Manhattan Real Estate Market Hits Historic Lows Amidst Coronavirus Pandemic
Forbes //March 25, 2020
In a sign of things to come, the Manhattan real estate market hit historic lows last week, with the number of signed contracts falling to the lowest number since the week of Superstorm Sandy in 2012.
Ninety contracts were signed last week, versus 81 that were signed between Oct. 29 and Nov. 4 in 2012, according to Garrett Derderian, the managing director of market analysis for real estate firm CORE.
That’s down from a high of 334 signed contracts between Feb. 3 and 9 of this year, which was greater than any number signed during a week in any February in the last decade, according to Derderian, who is in the process of putting together the first quarter report for Manhattan.

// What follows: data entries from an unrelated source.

PR #3126, opened 2023-03-19
[Crash] Fixes Crash when Zoning with XTarget when Bots are in group.

Aeadoin:
This fixes a crash where Group members were not being cleaned out prior to Entity bot_list was cleared out, causing conflicts with dangling pointers in Group Members.

As noticed here http://spire.akkadius.com/dev/release/22.4.5-dev?id=1697

### DIFF
--- a/zone/groups.cpp
+++ b/zone/groups.cpp
@@ -544,7 +544,6 @@ bool Group::UpdatePlayer(Mob* update) {
 	return updateSuccess;
 }
 
-
 void Group::MemberZoned(Mob* removemob) {
 	uint32 i;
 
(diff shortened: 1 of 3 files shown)


Kinglykrab (approved):

zone/groups.cpp
```diff
@@ -554,11 +553,10 @@ void Group::MemberZoned(Mob* removemob) {
...
-	for (i = 0; i < MAX_GROUP_MEMBERS; i++) {
-		if (members[i] == removemob) {
-			members[i] = nullptr;
-			//should NOT clear the name, it is used for world communication.
-			break;
+	//should NOT clear the name, it is used for world communication.
+	for (auto & m : members) {
+		if (m && (m == removemob || m->IsBot() && m->CastToBot()->GetBotOwner() == removemob)) {
+			m = nullptr;
 		}
```
Kinglykrab, line 560: Add a `break;` here?

Aeadoin: Can't break cause we need to set any Bots that removemob is the owner of to nullptr here, or we crash later on.

PR #3127, opened 2023-03-19
[Feature] Add Item Extra Skill Damage Percent Modifier

Kinglykrab:
# Notes
- Allows `Character:ItemExtraDmgCap` to be disabled if set to `-1` or lower.
- Allows operators to set `Character:ItemExtraSkillDamageCalcAsPercent` to `true` to allow skill damage for Frenzy, Backstab, Bash, Slam, Kick, and all Monk attacks to scale with a percentage based on `extradmgamt` values from items and spells.

# Images
image
image


Aeadoin (approved):
good stuff

PR #3138, opened 2023-03-22
[Fix] Change SPA 193 Weapon Damage to allow values over 65,535

Aeadoin:
Values for Weapon Damage were capped at uint16 for SPA 193, changed to signed int32 as we use signed Int for Weapon Damage elsewhere, and don't want to allow overflowing of weapon dmg if done by mistake in a spell entry.


Kinglykrab (approved):
🔥

PR #3142, opened 2023-03-23
[Cleanup] Cleanup Strings::ToInt uses.

Aeadoin:
Corrected a number of instances where Strings::ToInt was being used incorrectly, where ToBool or ToUnsignedInt would be preferred. Will continue cleanup of these as I have time.

### DIFF
--- a/common/shareddb.cpp
+++ b/common/shareddb.cpp
@@ -964,7 +964,7 @@ void SharedDatabase::LoadItems(void *data, uint32 size, int32 items, uint32 max_
 
 		// Flags
 		item.ArtifactFlag = Strings::ToBool(row[ItemField::artifactflag]);
-		item.Attuneable = !disable_attuneable && Strings::ToBool(row[ItemField::attuneable]) != 0;
+		item.Attuneable = !disable_attuneable && Strings::ToBool(row[ItemField::attuneable]);
 		item.BenefitFlag = Strings::ToBool(row[ItemField::benefitflag]) != 0;
 		item.FVNoDrop = Strings::ToInt(row[ItemField::fvnodrop]) != 0;
 		item.Magic = Strings::ToBool(row[ItemField::magic]) != 0;
--- a/common/shareddb.cpp
+++ b/common/shareddb.cpp
@@ -965,9 +965,9 @@ void SharedDatabase::LoadItems(void *data, uint32 size, int32 items, uint32 max_
 		// Flags
 		item.ArtifactFlag = Strings::ToBool(row[ItemField::artifactflag]);
 		item.Attuneable = !disable_attuneable && Strings::ToBool(row[ItemField::attuneable]);
-		item.BenefitFlag = Strings::ToBool(row[ItemField::benefitflag]) != 0;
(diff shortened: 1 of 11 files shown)


common/shareddb.cpp
```diff
@@ -964,7 +964,7 @@ void SharedDatabase::LoadItems(void *data, uint32 size, int32 items, uint32 max_
 
 		// Flags
 		item.ArtifactFlag = Strings::ToBool(row[ItemField::artifactflag]);
-		item.Attuneable = !disable_attuneable && Strings::ToInt(row[ItemField::attuneable]) != 0;
+		item.Attuneable = !disable_attuneable && Strings::ToBool(row[ItemField::attuneable]) != 0;
```
Kinglykrab, line 967: I wonder if these can have wonky behavior since we’re comparing a Boolean to an integer. Should we just check if it’s true instead here and elsewhere I see it used here?

Akkadius: The != 0 should just be removed if you’re going to use tobool

common/shareddb.cpp
```diff
@@ -964,7 +964,7 @@ void SharedDatabase::LoadItems(void *data, uint32 size, int32 items, uint32 max_
 
 		// Flags
 		item.ArtifactFlag = Strings::ToBool(row[ItemField::artifactflag]);
-		item.Attuneable = !disable_attuneable && Strings::ToInt(row[ItemField::attuneable]) != 0;
+		item.Attuneable = !disable_attuneable && Strings::ToBool(row[ItemField::attuneable]);
 		item.BenefitFlag = Strings::ToBool(row[ItemField::benefitflag]) != 0;
```
Kinglykrab, line 968: Can remove `!= 0`.

common/shareddb.cpp
```diff
@@ -964,7 +964,7 @@ void SharedDatabase::LoadItems(void *data, uint32 size, int32 items, uint32 max_
...
 		item.FVNoDrop = Strings::ToInt(row[ItemField::fvnodrop]) != 0;
 		item.Magic = Strings::ToBool(row[ItemField::magic]) != 0;
```
Kinglykrab, line 970: Can remove `!= 0`.

common/shareddb.cpp
```diff
@@ -964,7 +964,7 @@ void SharedDatabase::LoadItems(void *data, uint32 size, int32 items, uint32 max_
 
 		// Flags
 		item.ArtifactFlag = Strings::ToBool(row[ItemField::artifactflag]);
-		item.Attuneable = !disable_attuneable && Strings::ToInt(row[ItemField::attuneable]) != 0;
+		item.Attuneable = !disable_attuneable && Strings::ToBool(row[ItemField::attuneable]);
 		item.BenefitFlag = Strings::ToBool(row[ItemField::benefitflag]) != 0;
 		item.FVNoDrop = Strings::ToInt(row[ItemField::fvnodrop]) != 0;
```
Kinglykrab, line 969: Maybe `Strings::ToBool` without `!= 0` here, too?

Kinglykrab (approved):

PR #3151, opened 2023-03-27
[Crash] Add Checks for out of bounds & dereferencing nullptrs

Aeadoin:
Added checks to prevent crashes as seen in the below instances:

http://spire.akkadius.com/dev/release/22.8.0?id=2826
http://spire.akkadius.com/dev/release/22.8.0?id=2830

Mob::SpellEffect needs refactored eventually, but these checks should help ensure we don't call an out of bounds memory address. 

buffslot can be either -2, -1 or a positive value (that should be valid) so anywhere we use buffslot to access buffs[buffslot] we need to ensure there's a check to ensure we're not out of bounds.

### DIFF
--- a/zone/bot.cpp
+++ b/zone/bot.cpp
@@ -2740,8 +2740,8 @@ bool Bot::IsValidTarget(Client* bot_owner, Client* leash_owner, float lo_distanc
 	}
 
 	bool valid_target_state = HOLDING || !tar->IsNPC() || tar->IsMezzed() || lo_distance > leash_distance || tar_distance > leash_distance;
-	bool valid_target = !GetAttackingFlag() && !CheckLosFN(tar) && !leash_owner->CheckLosFN(tar);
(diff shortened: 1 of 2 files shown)


zone/bot.cpp
```diff
@@ -2735,18 +2735,15 @@ void Bot::CalcMeleeDistances(const Mob* tar, const EQ::ItemInstance* const& p_it
...
-	)
-	{
+	if (!tar || !bot_owner || !leash_owner) {
+		return false;
+	}
+
+	bool valid_target_state = HOLDING || !tar->IsNPC() || tar->IsMezzed() || lo_distance > leash_distance || tar_distance > leash_distance;
+	bool valid_target = !GetAttackingFlag() && !CheckLosFN(tar) && !leash_owner->CheckLosFN(tar);
+	bool valid_bo_target= !GetAttackingFlag() && NOT_PULLING_BOT && !leash_owner->AutoAttackEnabled() && !tar->GetHateAmount(this) && !tar->GetHateAmount(leash_owner);
+
```
Kinglykrab, line 2745: Formatting is a bit weird here, maybe line up the `=`?

Kinglykrab (approved):

PR #3154, opened 2023-03-28
[Bug Fix] Check Rule "Bots Enabled" to prevent bot database calls on connect

Aeadoin:
Added check to verify Rule (Bots, Enabled) is true before we attempt to summon any Bots the owner previously had in their raid when they connect. Without this we were trying to run a database query against bot_data even if the server didn't have the bot schema.

https://cdn.discordapp.com/attachments/1090037315394613389/1090037447703937085/image.png

### DIFF
--- a/zone/bot_raid.cpp
+++ b/zone/bot_raid.cpp
@@ -300,7 +300,10 @@ void Bot::ProcessBotGroupAdd(Group* group, Raid* raid, Client* client, bool new_
 
 void Client::SpawnRaidBotsOnConnect(Raid* raid) {
 	std::list<BotsAvailableList> bots_list;
-	database.botdb.LoadBotsList(CharacterID(), bots_list);
+	if (!database.botdb.LoadBotsList(CharacterID(), bots_list) || bots_list.empty()) {
+		return;
+	}
+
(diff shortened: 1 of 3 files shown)


fryguy503 (approved):
lgtm - Thanks for addressing this

zone/bot_raid.cpp
```diff
@@ -296,4 +298,27 @@ void Bot::ProcessBotGroupAdd(Group* group, Raid* raid, Client* client, bool new_
...
 }
 
+void Client::SpawnRaidBotsOnConnect(Raid* raid) {
+	std::list<BotsAvailableList> bots_list;
+	database.botdb.LoadBotsList(CharacterID(), bots_list);
+	std::vector<RaidMember> r_members = raid->GetMembers();
+	for (const auto& m: r_members) {
+		if (strlen(m.member_name) != 0) {
+
+			for (const auto& b: bots_list) {
```
Kinglykrab, line 308: Should we check if bots_list is empty? Not that it’ll change anything. But we can just skip this sort if it’s empty.

Aeadoin: Might as well, added that in.

Kinglykrab (approved):

PR #3163, opened 2023-03-30
[Performance] Change to use Pass by reference where valid.

Aeadoin:
Clean uses where we were passing by value where the value isn't a nullptr.
Clean uses where we were using postfix vs prefix operators on a non-primitive type.
Clean uses of converting a std::string to a c_string where the expected type is a std::string.
Catches should be passed by reference.

### DIFF
--- a/ucs/chatchannel.h
+++ b/ucs/chatchannel.h
@@ -76,7 +76,7 @@ class ChatChannelList {
 
 public:
 	ChatChannel* CreateChannel(const std::string& name, const std::string& owner, const std::string& password, bool permanent, int minimum_status, bool save_to_database = false);
-	ChatChannel* FindChannel(const std::string& Name);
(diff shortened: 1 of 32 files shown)


ucs/chatchannel.h
```diff
@@ -76,7 +76,7 @@ class ChatChannelList {
 
 public:
 	ChatChannel* CreateChannel(const std::string& name, const std::string& owner, const std::string& password, bool permanent, int minimum_status, bool save_to_database = false);
-	ChatChannel* FindChannel(std::string name);
+	ChatChannel* FindChannel(const std::string& Name);
```
Kinglykrab, line 79: Why capitalize?

Aeadoin: just a typo, fixed.

Kinglykrab (approved):

Akkadius (approved):

PR #4459, opened 2024-08-26
[Feature] Add Rule to Limit Task Update Messages

Kinglykrab:
# Description
- Adds a rule `TaskSystem:MaxUpdateMessages` that allows operators to limit sending a message for every `1` count.
- Issue was that if you have a task that requires 500/1,000/10,000/50,000 or whatever large number if you use `#task update task_id activity_id count` and the `count` is a large number it will send 500/1,000/10,000/50,000 messages, possibly causing your character to disconnect to character select.

## Type of change
- [X] New feature

# Checklist


Kinglykrab:
> Use a rule for the max number of quest messages instead. Then servers can just change it to 1 if they want while by default it won't lag the zone/client out.
> 
> A max default of 50 would probably be reasonable. The most update messages I've seen with an item stack turn in on live is 32 (with 38 total messages from the trade via filling other slots) so I don't know if live has any upper limit for throttling. They probably don't have any quests where it would cause an issue.
> 
> This will also make it more readable over a multiline conditional operator/ternary
> 
> ```c++
>     int msg_count = 1;
>     if (activity_type != TaskActivityType::GiveCash)
>     {
>       msg_count = std::min(count, RuleI(TaskSystem, MaxUpdateMessages));
>     }
> ```

No problem, I'll change this now. 👍

hgtw (approved):

PR #4453, opened 2024-08-15
[Feature] Lazy Load Bank Contents

catapultam-habeo:
# Description

This provides a rule which causes the contents of the Bank to not load until the player is within proximity of a Banker. This has has been observed to dramatically improve zoning times and zoning stability for characters with well-populated banks while using custom code to expand bag sizes, but is likely to produce similar effects with normal bag sizes.

## Type of change

Please delete options that are not relevant.

- [X] New feature (non-breaking change which adds functionality)

# Testing

This has been in usage on Retribution for approximately two months.

Clients tested: 

# Checklist

- [X] I have tested my changes
- [X] I have performed a self-review of my code. Ensuring variables, functions and methods are named in a human-readable way, comments are added only where naming of variables, functions and methods can't give enough context.
- [X] I own the changes of my code and take responsibility for the potential issues that occur

PR #4462, opened 2024-08-27
[Code] Add IsCloseToBanker method

Akkadius:
# Description

This is a very small PR that adds a helper method in assistance to another PR https://github.com/EQEmu/Server/pull/4453

## Type of change

# Checklist

### DIFF
--- a/zone/mob.cpp
+++ b/zone/mob.cpp
@@ -8616,7 +8616,7 @@ bool Mob::IsCloseToBanker()
 {
 	for (auto &e: entity_list.GetCloseMobList(this)) {
 		auto mob = e.second;
-		if (mob->IsNPC() && mob->GetClass() == Class::Banker) {
+		if (mob && mob->IsNPC() && mob->GetClass() == Class::Banker) {
 			return true;
 		}
 	}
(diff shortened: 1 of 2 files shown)


Kinglykrab (approved):

Kinglykrab:
Are we going to change the code he submitted to use this? Or just add the method itself?

zone/mob.cpp
```diff
@@ -8611,3 +8611,15 @@ void Mob::SetExtraHaste(int haste, bool need_to_save)
 		}
 	}
 }
+
+bool Mob::IsCloseToBanker()
+{
+	for (auto &e: entity_list.GetCloseMobList(this)) {
+		auto mob = e.second;
+		if (mob->IsNPC() && mob->GetClass() == Class::Banker) {
```
Kinglykrab, line 8619: Should we validate `mob` here as well?

Akkadius: Shouldn't have to but it doesn't hurt

Akkadius:
> Are we going to change the code he submitted to use this? Or just add the method itself?

I'm just adding the method in this instance. Will follow up with the PR separately.

Kinglykrab:
> > Are we going to change the code he submitted to use this? Or just add the method itself?
> 
> I'm just adding the method in this instance. Will follow up with the PR separately.

10-4.

PR #4475, opened 2024-09-15
[Bug Fix] Fix 'Teleport Doors' from being blocked by GM flag

catapultam-habeo:
# Description

GM flag causes teleport doors to always act as if you do not have the key, instead of acting as if you do have the key

## Type of change

# Testing

This is a trivial fix

Clients tested: 

# Checklist

### DIFF
--- a/zone/doors.cpp
+++ b/zone/doors.cpp
@@ -542,7 +542,7 @@ void Doors::HandleClick(Client *sender, uint8 trigger)
 	if (EQ::ValueWithin(m_open_type, 57, 58) && HasDestinationZone()) {
 		bool has_key_required = (required_key_item && required_key_item == player_key);
 
-		if (sender->GetGM() && has_key_required) {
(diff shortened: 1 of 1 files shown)


zone/doors.cpp
```diff
@@ -543,7 +543,7 @@ void Doors::HandleClick(Client *sender, uint8 trigger)
 		bool has_key_required = (required_key_item && required_key_item == player_key);
 
 		if (sender->GetGM() && has_key_required) {
-			has_key_required = false;
+			has_key_required = true;
```
Kinglykrab, line 546: If `has_key_required` is already `true` based on the condition this is inside of, can’t we just remove this line altogether?

catapultam-habeo: Fixed it to predicate on `!has_key_required` so that the user is notified if their GM status changed the result of the interaction.

Kinglykrab (approved):

PR #4476, opened 2024-09-15
Login Fatal Error Spamming 

KimLS:
# Description

When connecting to Legacy Login Servers with bad login info you will get a fatal error back from the server.  It will then disconnect you triggering the reconnect code to trigger.  This changes the logic slightly to prevent this from happening.  If we get a fatal error from the server, we disconnect on the world side instead of waiting for login to do it and then do not attempt to reconnect.

Fixes # (issue)

## Type of change

# Testing

I've run it locally there aren't many cases to test.

Clients tested: 

This does not affect clients it is between world -> login.

# Checklist

### DIFF
--- a/world/login_server.cpp
+++ b/world/login_server.cpp
@@ -315,6 +315,13 @@ void LoginServer::ProcessLSFatalError(uint16_t opcode, EQ::Net::Packet &p)
 		error,
 		reason
 	);
+
+	if (m_legacy_client) {
+		m_legacy_client.release();
+	}
+	else if (m_client) {
+		m_client.release();
+	}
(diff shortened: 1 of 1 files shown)


KimLS:
There was some question of approach here, Akkadius wanted a back off timer but the more I thought about it the more it seemed like if we're getting fatal errors from login: do we even want to try reconnecting? My thought was no; if we still want to put the work into the exponential backoff instead we can but it's not simple.

Akkadius:
Looks good but I need to test this yet

Akkadius (approved):

PR #4477, opened 2024-09-16
[Bug Fix] Fix Issue with Database::ReserveName

Kinglykrab:
# Description
- If a bot or NPC is created prior to a character being created, they may end up with the same name.
- This causes issues when a bot is spawned because it will crash any player with that same name in the zone.
- NPCs with the same name will get the `000` identifier instead of the player, which could cause issues.

## Type of change
- [X] Bug fix

# Checklist


Akkadius (approved):

catapultam-habeo:
This PR fails to check content database in a multi-tenant deployment.

PR #4488, opened 2024-09-28
[Bug Fix] Fix Targeted AOE Max Targets Rule

Kinglykrab:
# Description
- Fixes an issue where we were using the rule improperly, causing spells that should not be limited to be limited instead of only limiting specific spell types.
- We were also using the rule as `Range:AOEMaxTargets` when it was `Spells:AOEMaxTargets`.
- I fixed this by removing the old rule since it does nothing and adding a new one with a default of `0` for unlimited.

## Type of change
- [X] Bug fix

# Testing
image

# Checklist

### DIFF
--- a/zone/effects.cpp
+++ b/zone/effects.cpp
@@ -1096,7 +1096,7 @@ void EntityList::AESpell(
 		max_targets = nullptr;
 	}
 
-	int max_targets_allowed = RuleI(Range, AOEMaxTargets); // unlimited
+	int max_targets_allowed = 4;
 	if (max_targets) { // rains pass this in since they need to preserve the count through waves
 		max_targets_allowed = *max_targets;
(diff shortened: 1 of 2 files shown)


zone/effects.cpp
```diff
@@ -1096,7 +1096,7 @@ void EntityList::AESpell(
 		max_targets = nullptr;
 	}
 
-	int max_targets_allowed = RuleI(Range, AOEMaxTargets); // unlimited
+	int max_targets_allowed = 4;
```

Derderian noted that the Manhattan housing market had been starting to rebound after declining for the past two years, seeing lows in the third quarter of 2019 after the new mansion and transfer taxes took effect.
“Since then, sellers adjusted their expectations and the market began to normalize at the end of 2019,” Derderian said.
In February, it appeared the market was rebounding, with 1,231 total contracts signed this past February, with an average contract price of $1.92 million, which was higher than any February from 2010 to 2019. The next greatest February was in 2017, when 1,218 contracts were signed, at an average price of $2.132 million.
“While the low number of contracts is troubling for the real estate market, it does seem to indicate everyone is following state and federal ‘stay-at-home’ mandates,” Derderian said.
Some New York City agents reported being busy at the beginning of March, with clients taking advantage of low interest rates, however the market seems to be on pause with the rest of New York State, which has emerged as the U.S. epicenter of the coronavirus.
Real estate market data firm UrbanDigs also reported this week that listings are being yanked from the market, with a startling 279% increase in the number of listings removed. New listings declined by 79% during the week of March 16, from 459 in 2019 to just 98.
“The next few weeks will likely see a continued reduction in activity as agents, buyers, and sellers deal with the ‘no showings’ order,” said Noah Rosenblatt, the founder and chief executive officer of UrbanDigs. “While some activity will shift to the virtual world, we expect to see numbers for ‘off-market’ continue to rise as listings are removed from inventory.”